Wkt8 commented 3 years ago

@ami-day does this not need to be wrangled to SCEA?

Wkt8 commented 3 years ago

This also needs an update to file_source in order to be indexed and displayed as having matrix files in the Data Portal (other components use file_source as the field to do this).

ami-day commented 3 years ago

@ami-day does this not need to be wrangled to SCEA?

I think this is unsuitable for SCEA because there are just 2 samples that are sequenced and they are both IL-10+ CD4+ T-cells from healthy PBMCs. In their guidelines they say they expect at least 3 replicate samples although some exceptions can be made for e.g. rare tissue samples or other novel sample types. I think because the cells are from healthy PBMCs and blood is a commonly used biomaterial for scRNA-Seq it does not suit their criteria.

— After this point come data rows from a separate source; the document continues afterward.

PR #1156, opened 2019-09-25
Require that Q-planes have strictly increasing frequency

### LINKED ISSUE #1155: Occasional duplicate frequencies on Q-planes
Occasionally, when computing Q-transforms of data streams down to very low frequency (~0.01 Hz), the floor division in `QPlane._iter_frequencies` results in duplicate frequencies on some fixed-Q planes. A fix for this is on its way imminently.

This issue was originally reported by @dethodav after running `gwdetchar-omega` with the following configuration:

```ini
[PEM]
name = Physical Environment Monitoring
q-range = 3.3166,50.0
frequency-range = 0.03,inf
frametype = L1_R
duration = 512
fftlength = 8
max-mismatch = 0.35
snr-threshold = 5.5
always-plot = True
plot-time-durations = 1,4,16
channels = L1:PEM-EX_SEIS_VEA_FLOOR_QUAD_SUM_DQ
```

Since this PEM channel is low-sample-rate, the very low frequency behavior is meaningful, and needs to be analyzable by omega scans.

alurban:
This PR enforces monotonic-increasing frequency in all `QPlane` objects by stripping off duplicate frequencies, while preserving the order. This resolves an issue where duplicate frequencies cause `scipy.interpolate.interp2d` to return all NaNs, for a demonstration see [**this omega scan**](https://ldas-jobs.ligo.caltech.edu/~alexander.urban/wdq/L1_1253318420.0/) (requires `LIGO.ORG` credentials).

An extra unit test checking monotonicity is included.

This fixes #1155.

cc @duncanmmacleod, @dethodav

### DIFF
--- a/gwpy/signal/qtransform.py
+++ b/gwpy/signal/qtransform.py
@@ -27,7 +27,6 @@ from __future__ import division
 
 import warnings
 from math import (log, ceil, pi, isinf, exp)
-from more_itertools import unique_everseen
 
 from six import string_types
 from six.moves import xrange
@@ -243,8 +242,9 @@ class QPlane(QBase):
 
         Yields a `QTile` at each frequency
         """
+        from ..cli.cliproduct import unique
         # for each frequency, yield a QTile
-        for freq in unique_everseen(self._iter_frequencies()):
+        for freq in unique(self._iter_frequencies()):
             yield QTile(self.q, freq, self.duration, self.sampling,
                         mismatch=self.mismatch)
 
@@ -269,7 +269,8 @@ class QPlane(QBase):
 
         :type: `numpy.ndarray`
         """
-        return numpy.array(list(unique_everseen(self._iter_frequencies())))
+        from ..cli.cliproduct import unique
+        return numpy.array(list(unique(self._iter_frequencies())))
 
     @property
     def farray(self):
--- a/gwpy/signal/qtransform.py
+++ b/gwpy/signal/qtransform.py
@@ -27,6 +27,7 @@ from __future__ import division
 
 import warnings
 from math import (log, ceil, pi, isinf, exp)
+from more_itertools import unique_everseen
 
 from six import string_types
 from six.moves import xrange
@@ -243,7 +244,7 @@ class QPlane(QBase):
         Yields a `QTile` at each frequency
         """
         # for each frequency, yield a QTile
-        for freq in self._iter_frequencies():
+        for freq in unique_everseen(self._iter_frequencies()):
             yield QTile(self.q, freq, self.duration, self.sampling,
                         mismatch=self.mismatch)
 
@@ -268,7 +269,7 @@ class QPlane(QBase):
 
         :type: `numpy.ndarray`
         """
-        return numpy.array(list(self._iter_frequencies()))
+        return numpy.array(list(unique_everseen(self._iter_frequencies())))
 
     @property
     def farray(self):
--- a/gwpy/signal/qtransform.py
+++ b/gwpy/signal/qtransform.py
@@ -34,6 +34,7 @@ from six.moves import xrange
 import numpy
 from numpy import fft as npfft
 
+from ..utils import unique
 from ..segments import Segment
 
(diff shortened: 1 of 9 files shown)


gwpy/signal/qtransform.py
```diff
@@ -27,6 +27,7 @@
 
 import warnings
 from math import (log, ceil, pi, isinf, exp)
+from more_itertools import unique_everseen
```
duncanmmacleod: `more_itertools` is not a standard library package, and is currently not declared as a dependency of gwpy, however...

gwpy/signal/qtransform.py
```diff
@@ -243,7 +244,7 @@ def __iter__(self):
         Yields a `QTile` at each frequency
         """
         # for each frequency, yield a QTile
-        for freq in self._iter_frequencies():
+        for freq in unique_everseen(self._iter_frequencies()):
```
duncanmmacleod: The same result can be achieved using something like this with no extra dependencies:

https://github.com/gwpy/gwpy/blob/v0.15.0/gwpy/cli/cliproduct.py#L94-L102

alurban: @duncanmmacleod, good call, I've patched this to import `unique` from `gwpy.cli.cliproduct` (which I wasn't aware we had til you pointed it out). Note there is one small catch: a module-level import would be circular, so the import must be done from inside the two class methods that use this function.

gwpy/signal/tests/test_qtransform.py
```diff
@@ -53,6 +53,12 @@ def test_far():
     assert FAR < 1 / (1.37e10 * 365 * 86400)
 
 
+def test_monotonicity():
+    # test that Q-plane frequencies are monotonic increasing
```
duncanmmacleod:
```suggestion
    # test that Q-plane frequencies are strictly increasing
```

gwpy/signal/tests/test_qtransform.py
```diff
@@ -53,6 +53,12 @@ def test_far():
...
+    freq = QGRAM.plane.frequencies
+    assert all(x < y for x, y in zip(freq, freq[1:]))
```
duncanmmacleod:
```suggestion
    assert (freq[1:] > freq[:-1]).all()
```

alurban:
@duncanmmacleod, I've addressed your second round of comments, all your suggestions were sensible to me.

To answer your question: initially I did try to force `QPlane._iter_frequencies` to return unique elements, unfortunately there's no good way to guarantee that this happens. The issue is floor division, no matter what you do, when the frequency spacing is small enough there will always be duplicate frequencies because floor division will return the same integer for multiple use cases. And because this method `yield`s one element at a time, there's no way to strip duplicates during the method call itself, so I decided to do it after-the-fact by feeding it to `gwpy.utils.misc.unique`.

duncanmmacleod:
How about something like this:

```patch
diff --git a/gwpy/signal/qtransform.py b/gwpy/signal/qtransform.py
index ee78f416..5af40ff6 100644
--- a/gwpy/signal/qtransform.py
+++ b/gwpy/signal/qtransform.py
@@ -255,10 +255,15 @@ class QPlane(QBase):
         fstep = fcum_mismatch / nfreq
         fstepmin = 1 / self.duration
         # for each frequency, yield a QTile
+        last = None
         for i in xrange(nfreq):
-            yield (minf *
-                   exp(2 / (2 + self.q**2)**(1/2.) * (i + .5) * fstep) //
-                   fstepmin * fstepmin)
+            this =  (
+                minf * exp(2 / (2 + self.q**2)**(1/2.) * (i + .5) * fstep) //
+                fstepmin * fstepmin
+            )
+            if this != last:  # only keep uniq elements
+                yield this
+            last = this

     @property
     def frequencies(self):
```

alurban:
@duncanmmacleod, I've given your suggestion a try and it worked, so I've stuck the `unique` utility back where I found it and went with your less-invasive suggestion.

ami-day commented 3 years ago

This also needs an update to file_source in order to be indexed and displayed as having matrix files in the Data Portal (other components use file_source as the field to do this).

I will try this now! I had added the file source, but when I add it using an allowed value, the project metadata would not validate, which I believe is a problem with validation in ingest. So I removed it in order to validate the project.

ami-day commented 3 years ago

@Wkt8 I have made the update and it says it is valid now, so will re-submit the metadata only.